Collected data
***

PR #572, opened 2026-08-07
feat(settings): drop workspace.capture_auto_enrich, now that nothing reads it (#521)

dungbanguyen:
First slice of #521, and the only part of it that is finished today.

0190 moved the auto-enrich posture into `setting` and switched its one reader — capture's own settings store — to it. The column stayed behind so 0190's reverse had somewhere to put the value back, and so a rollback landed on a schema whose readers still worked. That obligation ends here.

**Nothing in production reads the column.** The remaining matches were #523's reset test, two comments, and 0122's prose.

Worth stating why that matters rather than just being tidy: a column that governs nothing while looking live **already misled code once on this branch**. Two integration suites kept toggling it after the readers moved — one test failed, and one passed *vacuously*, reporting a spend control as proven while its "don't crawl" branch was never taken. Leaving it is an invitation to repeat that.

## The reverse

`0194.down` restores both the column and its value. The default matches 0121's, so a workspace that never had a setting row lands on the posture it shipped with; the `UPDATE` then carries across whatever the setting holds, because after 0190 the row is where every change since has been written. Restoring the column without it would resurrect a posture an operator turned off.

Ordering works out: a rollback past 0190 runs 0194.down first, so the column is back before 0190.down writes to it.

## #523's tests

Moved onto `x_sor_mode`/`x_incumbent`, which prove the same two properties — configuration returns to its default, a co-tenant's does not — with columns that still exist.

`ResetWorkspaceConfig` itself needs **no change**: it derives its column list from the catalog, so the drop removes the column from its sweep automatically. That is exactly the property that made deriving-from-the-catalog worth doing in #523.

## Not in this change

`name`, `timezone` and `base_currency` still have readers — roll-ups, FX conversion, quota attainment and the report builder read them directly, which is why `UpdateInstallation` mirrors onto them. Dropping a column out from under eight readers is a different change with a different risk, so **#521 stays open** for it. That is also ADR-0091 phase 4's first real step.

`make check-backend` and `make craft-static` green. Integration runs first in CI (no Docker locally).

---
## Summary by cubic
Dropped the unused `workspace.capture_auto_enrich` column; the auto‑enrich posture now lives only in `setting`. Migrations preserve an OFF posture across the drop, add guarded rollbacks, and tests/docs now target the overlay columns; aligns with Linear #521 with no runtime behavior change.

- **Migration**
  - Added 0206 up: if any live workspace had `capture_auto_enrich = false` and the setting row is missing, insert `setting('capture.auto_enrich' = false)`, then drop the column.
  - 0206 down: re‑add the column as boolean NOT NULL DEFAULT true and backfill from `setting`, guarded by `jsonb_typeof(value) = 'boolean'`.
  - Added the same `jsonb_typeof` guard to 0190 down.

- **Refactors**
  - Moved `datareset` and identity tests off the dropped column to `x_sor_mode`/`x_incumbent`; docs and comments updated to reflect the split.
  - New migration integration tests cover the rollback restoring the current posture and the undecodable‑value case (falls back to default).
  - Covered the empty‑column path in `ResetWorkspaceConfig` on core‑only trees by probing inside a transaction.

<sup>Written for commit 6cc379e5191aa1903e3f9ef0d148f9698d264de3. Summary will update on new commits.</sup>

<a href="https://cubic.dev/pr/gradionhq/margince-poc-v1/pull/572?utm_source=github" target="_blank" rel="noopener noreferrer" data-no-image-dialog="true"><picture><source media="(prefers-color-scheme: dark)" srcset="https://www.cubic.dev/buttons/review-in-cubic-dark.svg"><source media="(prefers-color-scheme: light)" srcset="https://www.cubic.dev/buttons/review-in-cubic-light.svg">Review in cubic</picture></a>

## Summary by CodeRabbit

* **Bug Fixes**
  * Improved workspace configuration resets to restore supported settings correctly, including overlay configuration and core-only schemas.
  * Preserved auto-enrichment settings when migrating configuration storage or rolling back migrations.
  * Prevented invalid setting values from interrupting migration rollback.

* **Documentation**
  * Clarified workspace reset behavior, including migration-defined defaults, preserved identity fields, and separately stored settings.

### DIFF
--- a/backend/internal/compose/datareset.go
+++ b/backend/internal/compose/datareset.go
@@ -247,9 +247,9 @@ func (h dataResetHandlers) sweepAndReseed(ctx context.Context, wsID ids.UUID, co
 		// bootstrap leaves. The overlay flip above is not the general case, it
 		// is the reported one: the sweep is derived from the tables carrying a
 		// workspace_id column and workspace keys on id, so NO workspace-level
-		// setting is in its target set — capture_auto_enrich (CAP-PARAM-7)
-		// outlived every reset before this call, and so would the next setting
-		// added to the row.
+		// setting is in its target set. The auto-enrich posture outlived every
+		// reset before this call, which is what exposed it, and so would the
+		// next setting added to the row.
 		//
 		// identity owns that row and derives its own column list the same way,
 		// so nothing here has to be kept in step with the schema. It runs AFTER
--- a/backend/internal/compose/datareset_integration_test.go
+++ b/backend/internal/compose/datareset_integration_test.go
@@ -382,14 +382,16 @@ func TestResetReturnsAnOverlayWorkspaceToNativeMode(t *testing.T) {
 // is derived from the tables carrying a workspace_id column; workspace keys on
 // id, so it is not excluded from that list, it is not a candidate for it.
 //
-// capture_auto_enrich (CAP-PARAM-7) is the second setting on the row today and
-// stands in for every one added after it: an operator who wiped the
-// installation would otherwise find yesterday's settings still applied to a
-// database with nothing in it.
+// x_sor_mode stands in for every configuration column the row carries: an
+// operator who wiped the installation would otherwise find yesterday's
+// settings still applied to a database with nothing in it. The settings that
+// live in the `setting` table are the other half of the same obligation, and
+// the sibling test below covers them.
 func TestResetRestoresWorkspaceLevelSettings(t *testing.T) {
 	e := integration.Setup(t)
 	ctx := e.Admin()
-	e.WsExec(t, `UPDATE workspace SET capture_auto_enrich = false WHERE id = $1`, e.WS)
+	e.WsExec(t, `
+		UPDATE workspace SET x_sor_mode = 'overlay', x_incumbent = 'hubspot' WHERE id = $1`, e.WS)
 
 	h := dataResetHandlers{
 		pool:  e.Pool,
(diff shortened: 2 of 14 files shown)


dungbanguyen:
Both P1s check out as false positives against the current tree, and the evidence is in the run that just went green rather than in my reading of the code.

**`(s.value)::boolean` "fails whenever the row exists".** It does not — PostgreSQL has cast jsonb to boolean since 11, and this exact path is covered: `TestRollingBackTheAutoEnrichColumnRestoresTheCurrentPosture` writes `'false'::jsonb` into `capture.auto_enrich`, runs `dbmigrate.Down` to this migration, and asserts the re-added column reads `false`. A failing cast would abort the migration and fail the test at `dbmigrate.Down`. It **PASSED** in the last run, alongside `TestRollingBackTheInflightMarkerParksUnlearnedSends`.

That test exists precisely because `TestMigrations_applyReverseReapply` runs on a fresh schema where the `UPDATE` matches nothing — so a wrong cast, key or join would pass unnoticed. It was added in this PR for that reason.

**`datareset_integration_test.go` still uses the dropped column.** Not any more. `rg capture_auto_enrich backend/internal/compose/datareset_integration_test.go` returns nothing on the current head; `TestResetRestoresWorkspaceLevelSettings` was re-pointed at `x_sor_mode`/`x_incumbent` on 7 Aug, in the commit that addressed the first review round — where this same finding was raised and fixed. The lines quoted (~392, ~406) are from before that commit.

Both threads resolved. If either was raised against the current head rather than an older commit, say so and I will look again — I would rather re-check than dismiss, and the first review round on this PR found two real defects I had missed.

***

The records are above. How many lines in them contain the word "applied"? Give the number alone.

Task answer:
2